Lines in the data below that contain the word "buildReference" are to be copied.

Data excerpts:
····················

PR #787, opened 2022-11-28
Use document paths for json serializer references

msujew:
To facilitate grammar loading without resorting to using the linker, we now use document paths for the json serializer. This makes some functions async which were previously sync, but these were used for testing purposes only anyway.

Also introduces a function to copy AST nodes, as we now need deep copies of AST nodes for the langium-cli to correctly embed referenced grammars.

### DIFF
--- a/packages/langium/src/serializer/json-serializer.ts
+++ b/packages/langium/src/serializer/json-serializer.ts
@@ -71,48 +71,6 @@ export class DefaultJsonSerializer implements JsonSerializer {
         return value;
     }
 
-    protected decycle(object: AstNode, ignore: Set<string>): unknown {
-        const objects = new Set<unknown>(); // Keep references to each unique object
-
-        const replace = (item: unknown) => {
-            // The replace function recurses through the object, producing the deep copy.
-            if (typeof item === 'object' && item !== null) {
-                if (objects.has(item)) {
-                    throw new Error('Cycle in ast detected.');
-                } else {
-                    objects.add(item);
-                }
-                // If it is a reference, transform it into a path
-                if (isReference(item)) {
-                    const refValue = item.ref;
-                    return {
-                        $ref: refValue && this.astNodeLocator.getAstNodePath(refValue)
-                    };
-                }
-                let newItem: Record<string, unknown> | unknown[];
-                // If it is an array, replicate the array.
-                if (Array.isArray(item)) {
-                    newItem = [];
-                    for (let i = 0; i < item.length; i++) {
-                        newItem[i] = replace(item[i]);
-                    }
-                } else {
-                    // If it is an object, replicate the object.
-                    newItem = {};
-                    for (const [name, itemValue] of Object.entries(item)) {
-                        if (!ignore.has(name)) {
-                            newItem[name] = replace(itemValue);
-                        }
-                    }
-                }
-                return newItem;
-            }
-            return item;
-        };
-        const result = replace(object);
-        return result;
-    }
-
     protected linkNode(node: GenericAstNode, root: AstNode, container?: AstNode, containerProperty?: string, containerIndex?: number) {
         for (const [propertyName, item] of Object.entries(node)) {
             if (Array.isArray(item)) {
--- a/packages/langium/src/serializer/json-serializer.ts
+++ b/packages/langium/src/serializer/json-serializer.ts
@@ -4,9 +4,9 @@
  * terms of the MIT License, which is available in the project root.
  ******************************************************************************/
 
-import { AstNode, isAstNode, Reference, isReference } from '../syntax-tree';
-import { Linker } from '../references/linker';
 import { LangiumServices } from '../services';
+import { AstNode, isAstNode, isReference } from '../syntax-tree';
+import { AstNodeLocator } from '../workspace/ast-node-locator';
 
 /**
  * Utility service for transforming an `AstNode` into a JSON string and vice versa.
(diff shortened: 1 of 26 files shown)


packages/langium/src/serializer/json-serializer.ts
```diff
@@ -99,9 +114,11 @@ export class DefaultJsonSerializer implements JsonSerializer {
             } else if (typeof value === 'object' && value !== null) {
                 for (const [name, item] of Object.entries(value)) {
                     if (typeof item === 'object' && item !== null) {
-                        if (isReference(item)) {
-                            const reference = this.linker.buildReference(value as AstNode, name, item.$refNode, item.$refText);
-                            value[name] = reference;
+                        if (isIntermediateReference(item)) {
+                            pathActions.push(() => {
+                                const ref = this.evalRef(root, item.$ref);
+                                value[name] = { ref, $refText: '' };
```
spoenemann, line 120: Proposal: include the `$refText` in the intermediate references to retain that information. We could add an option to the serialize method to suppress this when it's not required (e.g. when the JSON data is used outside of Langium).

packages/langium/src/serializer/json-serializer.ts
```diff
@@ -52,9 +60,12 @@ export class DefaultJsonSerializer implements JsonSerializer {
                 } else {
                     objects.add(item);
                 }
-                // If it is a reference, just return the name
+                // If it is a reference, transform it into a path
                 if (isReference(item)) {
-                    return { $refText: item.$refText } as Reference; // surprisingly this cast works at the time of writing, although $refNode is absent
+                    const refValue = item.ref;
+                    return {
+                        $ref: refValue && this.astNodeLocator.getAstNodePath(refValue)
```
spoenemann, line 67: Proposal: prepend the path with `#` so we can later add support for references to other documents in the format `{uri}#{path}`

packages/langium/src/utils/ast-util.ts
```diff
@@ -194,3 +195,52 @@ export function findLocalReferences(targetNode: AstNode, lookup = getDocument(ta
...
     return stream(refs);
 }
+
+/**
+ * Creates a deep copy of the specified AST node.
+ * The resulting copy will only contain semantically relevant information, such as the `$type` property and AST properties.
+ *
+ * References are copied without resolved cross reference. The specified linker is used to resolve them when necessary.
+ */
+export function copyAstNode<T extends AstNode = AstNode>(node: T, linker: Linker): T {
```
spoenemann, line 205: Proposal: accept a `buildReference` function instead of the whole linker (makes it clearer what the state of the references is in the copy).

packages/langium/src/utils/grammar-util.ts
```diff
@@ -270,28 +271,33 @@ function findNameAssignmentInternal(type: ast.AbstractType, cache: Map<ast.Abstr
  */
 export function loadGrammarFromJson(json: string): ast.Grammar {
     const services = createLangiumGrammarServices(EmptyFileSystem).grammar;
-    const astNode = services.serializer.JsonSerializer.deserialize(json);
-    if (!ast.isGrammar(astNode)) {
-        throw new Error('Could not load grammar from specified json input.');
-    }
-    return prepareGrammar(services, astNode);
+    const astNode = services.serializer.JsonSerializer.deserialize(json) as Mutable<ast.Grammar>;
+    const document = services.shared.workspace.LangiumDocumentFactory.fromModel(astNode, URI.parse('memory://grammar.langium'));
```
spoenemann, line 275: Proposal: `'memory://${grammar.name}.langium'`

packages/langium/src/utils/grammar-util.ts
```diff
@@ -270,28 +271,33 @@ function findNameAssignmentInternal(type: ast.AbstractType, cache: Map<ast.Abstr
...
+    astNode.$document = document;
```
spoenemann, line 276: I think this assignment should be done in `LangiumDocumentFactory.fromModel`

spoenemann (commented):
This is a great step forward!

packages/langium/src/serializer/json-serializer.ts
```diff
@@ -113,7 +130,12 @@ export class DefaultJsonSerializer implements JsonSerializer {
                 }
             }
         };
-        internalRevive(object);
-        return object;
+        internalRevive(root);
```
spoenemann, line 133: This helper function is quite hard to understand. Here's an approach for simplifying it (more like pseudo-code, needs to be adapted):
```typescript
function linkNode(node: AstNode, root: AstNode, container?: AstNode, containerProperty?: string, containerIndex?: number): void {
    node.$container = container;
    node.$containerProperty = containerProperty;
    node.$containerIndex = containerIndex;
    for (const [propertyName, item] of Object.entries(node)) {
        if (Array.isArray(item)) {
            for (let index = 0; index < item.length; index++) {
                const element = item[index];
                if (isReference(element)) {
                    element.ref = getAstNode(root, element.$ref);
                } else if (isAstNode(element)) {
                    linkNode(element, root, node, propertyName, index);
                }
            }
        } else if (isReference(item)) {
            item.ref = getAstNode(root, item.$ref);
        } else if (isAstNode(item)) {
            linkNode(item, root, node, propertyName);
        }
    }
}
```

packages/langium/src/serializer/json-serializer.ts
```diff
@@ -17,103 +23,84 @@ export interface JsonSerializer {
...
-    protected decycle(object: AstNode, ignore: string[]): unknown {
-        const objects = new Set<unknown>(); // Keep references to each unique object
+    protected replacer(key: string, value: unknown, refText?: boolean): unknown {
+        if (this.ignoreProperties.has(key)) {
+            return undefined;
+        } else if (isReference(value)) {
+            const refValue = value.ref;
+            return {
+                $refText: refText ? value.$refText : undefined,
+                $ref: '#' + (refValue && this.astNodeLocator.getAstNodePath(refValue))
```
spoenemann, line 68: How do we handle unresolved references? The `$ref` property should probably be undefined in this case. Shall we store some information from the `error` property in this case (e.g. into `$error`)?

packages/langium/src/serializer/json-serializer.ts
```diff
@@ -17,103 +23,84 @@ export interface JsonSerializer {
...
-                            newItem[name] = replace(itemValue);
-                        }
+    protected linkNode(node: GenericAstNode, root: AstNode, container?: AstNode, containerProperty?: string, containerIndex?: number) {
+        for (const [propertyName, item] of Object.entries(node)) {
+            if (Array.isArray(item)) {
+                for (let index = 0; index < item.length; index++) {
+                    const element = item[index];
+                    if (isIntermediateReference(element)) {
+                        item[index] = {
+                            $refText: element.$refText ?? '',
```
spoenemann, line 81: We could use the NameProvider when `$refText` is not given.

spoenemann (approved):
Let's ship it! I have two more remarks though:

····················

**RESULT OF THE TASK:**
-                            const reference = this.linker.buildReference(value as AstNode, name, item.$refNode, item.$refText);
spoenemann, line 205: Proposal: accept a `buildReference` function instead of the whole linker (makes it clearer what the state of the references is in the copy).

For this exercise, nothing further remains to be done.